Issue #7537, opened 2025-05-07
Functional tests sometimes get HTTP status code `None` on noble


eloquence:
See example test failure: `test_journalist_uses_index_delete_files_button_modal`
https://github.com/freedomofpress/securedrop/actions/runs/14890073741/job/41819713512?pr=7209#step:4:453

```
>           assert response_journalist_status_code == 200
E           assert None == 200

/home/runner/work/securedrop/securedrop/securedrop/tests/functional/conftest.py:181: AssertionError
```

nathandyer:
@legoktm says this hasn't happened since the fix was applied

PR #7623, opened 2025-08-04
Try increasing functional test startup timeout to help with Ubuntu Noble

legoktm:
Address #7537 by increasing the timeout for functional test app startup from 7.5 seconds to 30 seconds (60 attempts × 0.5 seconds), and add better error messages when apps fail to start.

Refs #7537.

## Test plan

I think we can just merge it and see if it stops happening.

## Checklist

This change accounts for:

## LLM usage

All generated with Claude Code (see https://gist.github.com/legoktm/08a96e8e7959b2c784eb39aaf600f202) but it kind of did the wrong thing so I told it to do something else.


eloquence (approved):
Let's try it!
========
From first line to last, transcribe the material exactly.

Issue #7537, opened 2025-05-07
Functional tests sometimes get HTTP status code `None` on noble


eloquence:
See example test failure: `test_journalist_uses_index_delete_files_button_modal`
https://github.com/freedomofpress/securedrop/actions/runs/14890073741/job/41819713512?pr=7209#step:4:453

```
>           assert response_journalist_status_code == 200
E           assert None == 200

/home/runner/work/securedrop/securedrop/securedrop/tests/functional/conftest.py:181: AssertionError
```

nathandyer:
@legoktm says this hasn't happened since the fix was applied

PR #7623, opened 2025-08-04
Try increasing functional test startup timeout to help with Ubuntu Noble

legoktm:
Address #7537 by increasing the timeout for functional test app startup from 7.5 seconds to 30 seconds (60 attempts × 0.5 seconds), and add better error messages when apps fail to start.

Refs #7537.

## Test plan

I think we can just merge it and see if it stops happening.

## Checklist

This change accounts for:

## LLM usage

All generated with Claude Code (see https://gist.github.com/legoktm/08a96e8e7959b2c784eb39aaf600f202) but it kind of did the wrong thing so I told it to do something else.


eloquence (approved):
Let's try it!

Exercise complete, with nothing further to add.